Prompt → Reproduce all of the data exactly, with no line skipped.

Records from a dataset
PR #201, opened 2021-09-30
Refactor event instances to use nullpages

brinxmat:
- Use null pages for objects without pages

### DIFF
--- a/documentation/Lecture.json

Solution for this exercise →
PR #201, opened 2021-09-30
Refactor event instances to use nullpages

brinxmat:
- Use null pages for objects without pages

### DIFF
--- a/documentation/Lecture.json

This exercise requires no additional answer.